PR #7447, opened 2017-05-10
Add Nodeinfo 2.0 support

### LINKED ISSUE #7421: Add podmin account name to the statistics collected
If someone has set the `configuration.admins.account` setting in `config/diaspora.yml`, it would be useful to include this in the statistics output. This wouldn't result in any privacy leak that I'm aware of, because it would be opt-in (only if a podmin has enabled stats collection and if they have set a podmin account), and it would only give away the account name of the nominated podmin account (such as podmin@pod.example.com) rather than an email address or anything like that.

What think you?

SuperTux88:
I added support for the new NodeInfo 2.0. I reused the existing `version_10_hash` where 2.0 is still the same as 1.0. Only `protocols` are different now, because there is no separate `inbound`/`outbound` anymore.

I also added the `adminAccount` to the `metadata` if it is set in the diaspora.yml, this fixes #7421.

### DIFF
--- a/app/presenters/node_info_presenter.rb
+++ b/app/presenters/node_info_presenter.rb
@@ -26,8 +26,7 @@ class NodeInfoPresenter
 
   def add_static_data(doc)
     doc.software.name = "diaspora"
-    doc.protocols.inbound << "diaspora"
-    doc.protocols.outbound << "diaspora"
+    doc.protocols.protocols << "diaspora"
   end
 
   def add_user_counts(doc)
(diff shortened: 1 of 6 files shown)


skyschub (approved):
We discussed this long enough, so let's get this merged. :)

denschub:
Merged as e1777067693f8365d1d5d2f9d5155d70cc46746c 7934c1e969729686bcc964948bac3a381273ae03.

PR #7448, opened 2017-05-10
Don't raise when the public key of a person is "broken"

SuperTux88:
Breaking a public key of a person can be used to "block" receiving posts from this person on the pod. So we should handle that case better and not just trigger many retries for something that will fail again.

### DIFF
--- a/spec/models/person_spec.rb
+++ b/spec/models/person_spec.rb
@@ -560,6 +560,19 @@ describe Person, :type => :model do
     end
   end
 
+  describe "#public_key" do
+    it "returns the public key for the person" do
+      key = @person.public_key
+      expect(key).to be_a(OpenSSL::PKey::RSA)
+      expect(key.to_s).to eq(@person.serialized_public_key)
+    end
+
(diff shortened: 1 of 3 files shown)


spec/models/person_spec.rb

┄┄┄┄┄┄

— ACTIVITY —
The answer must contain only the lines from the one with "(diff shortened: 1 of 3 files shown)" to the end of the entries above, each written out exactly.

— RESULT BELOW —
(diff shortened: 1 of 3 files shown)


spec/models/person_spec.rb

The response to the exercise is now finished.